> EXERCISE DESCRIPTION:
What this exercise calls for is an exact copy of the data.

--- INFORMATION SUPPLIED Enclosed Below ---

PR #3497, opened 2023-10-23
[GLUTEN-3359] Add Spark3.4 unit test framework

JkSelf:

This PR consists of two commits. The first commit involves copying the spark 33 unit test into spark 34 within gluten-ut. The second commit addresses the compilation issues and disables the failed unit test. And the disabled unit test is recorded [here](https://github.com/oap-project/gluten/issues/3559).

## How was this patch tested?

Adding spark34 folder in gluten-ut module.


.github/workflows/velox_be.yml
```diff
@@ -193,6 +193,73 @@ jobs:
...
+          ./build_velox.sh --velox_home=/opt/velox --enable_ep_cache=ON'
+      - name: Build Gluten CPP library
+        run: |
+          docker exec ubuntu2004-test-spark34-slow-$GITHUB_RUN_ID bash -l -c '
+          cd /opt/gluten/cpp && \
+          ./compile.sh --build_velox_backend=ON --velox_home=/opt/velox --arrow_home=/opt/velox/_build/release/third_party/arrow_ep'
+      - name: Build and Run unit test for Spark 3.4.1(slow tests)
+        run: |
+          docker exec ubuntu2004-test-spark34-slow-$GITHUB_RUN_ID bash -l -c 'cd /opt/gluten && \
+          mvn clean install -Pspark-3.4 -Pbackends-velox -Prss -Pspark-ut -DargLine="-Dspark.test.home=/opt/spark331" -DtagsToInclude=org.apache.spark.tags.ExtendedSQLTest'
```
zhouyuan, line 220: looks like we should target for spark341 here?

JkSelf: @zhouyuan  Yes.  Only `GlutenParquetIOSuite#SPARK-40128 read DELTA_LENGTH_BYTE_ARRAY encoded strings `test throws a `Path does not exist` exception when reading the input parquet data. However, even when using Spark 3.4.1, it still fails with a velox exception. Therefore, can we use Spark 3.3.1 in this PR and use Spark 3.4.1 in the subsequent PR?

zhouyuan (approved):
👍

PR #3504, opened 2023-10-24
[VL] Fix cache output if selectedAttributes has wrong ordering with cacheAttributes

ulysses-you:

This pr fixes a bug when the consumer side selects the different ordering attributes with the original cached plan. We should reorganize the columnar batch.

## How was this patch tested?

add test


ulysses-you:
cc @zhztheplayer thank you

yaooqinn (approved):

PR #3515, opened 2023-10-24
[GLUTEN-3516] Fix centos8 build failure when hdfs enabled

j7nhai:


rui-mo (commented):
Thanks for the fix!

--- End of Enclosed INFORMATION SUPPLIED ---

> RESPONSE TO THE TASK:
PR #3497, opened 2023-10-23
[GLUTEN-3359] Add Spark3.4 unit test framework

JkSelf:

This PR consists of two commits. The first commit involves copying the spark 33 unit test into spark 34 within gluten-ut. The second commit addresses the compilation issues and disables the failed unit test. And the disabled unit test is recorded [here](https://github.com/oap-project/gluten/issues/3559).

## How was this patch tested?

Adding spark34 folder in gluten-ut module.


.github/workflows/velox_be.yml
```diff
@@ -193,6 +193,73 @@ jobs:
...
+          ./build_velox.sh --velox_home=/opt/velox --enable_ep_cache=ON'
+      - name: Build Gluten CPP library
+        run: |
+          docker exec ubuntu2004-test-spark34-slow-$GITHUB_RUN_ID bash -l -c '
+          cd /opt/gluten/cpp && \
+          ./compile.sh --build_velox_backend=ON --velox_home=/opt/velox --arrow_home=/opt/velox/_build/release/third_party/arrow_ep'
+      - name: Build and Run unit test for Spark 3.4.1(slow tests)
+        run: |
+          docker exec ubuntu2004-test-spark34-slow-$GITHUB_RUN_ID bash -l -c 'cd /opt/gluten && \
+          mvn clean install -Pspark-3.4 -Pbackends-velox -Prss -Pspark-ut -DargLine="-Dspark.test.home=/opt/spark331" -DtagsToInclude=org.apache.spark.tags.ExtendedSQLTest'
```
zhouyuan, line 220: looks like we should target for spark341 here?

JkSelf: @zhouyuan  Yes.  Only `GlutenParquetIOSuite#SPARK-40128 read DELTA_LENGTH_BYTE_ARRAY encoded strings `test throws a `Path does not exist` exception when reading the input parquet data. However, even when using Spark 3.4.1, it still fails with a velox exception. Therefore, can we use Spark 3.3.1 in this PR and use Spark 3.4.1 in the subsequent PR?

zhouyuan (approved):
👍

PR #3504, opened 2023-10-24
[VL] Fix cache output if selectedAttributes has wrong ordering with cacheAttributes

ulysses-you:

This pr fixes a bug when the consumer side selects the different ordering attributes with the original cached plan. We should reorganize the columnar batch.

## How was this patch tested?

add test


ulysses-you:
cc @zhztheplayer thank you

yaooqinn (approved):

PR #3515, opened 2023-10-24
[GLUTEN-3516] Fix centos8 build failure when hdfs enabled

j7nhai:


rui-mo (commented):
Thanks for the fix!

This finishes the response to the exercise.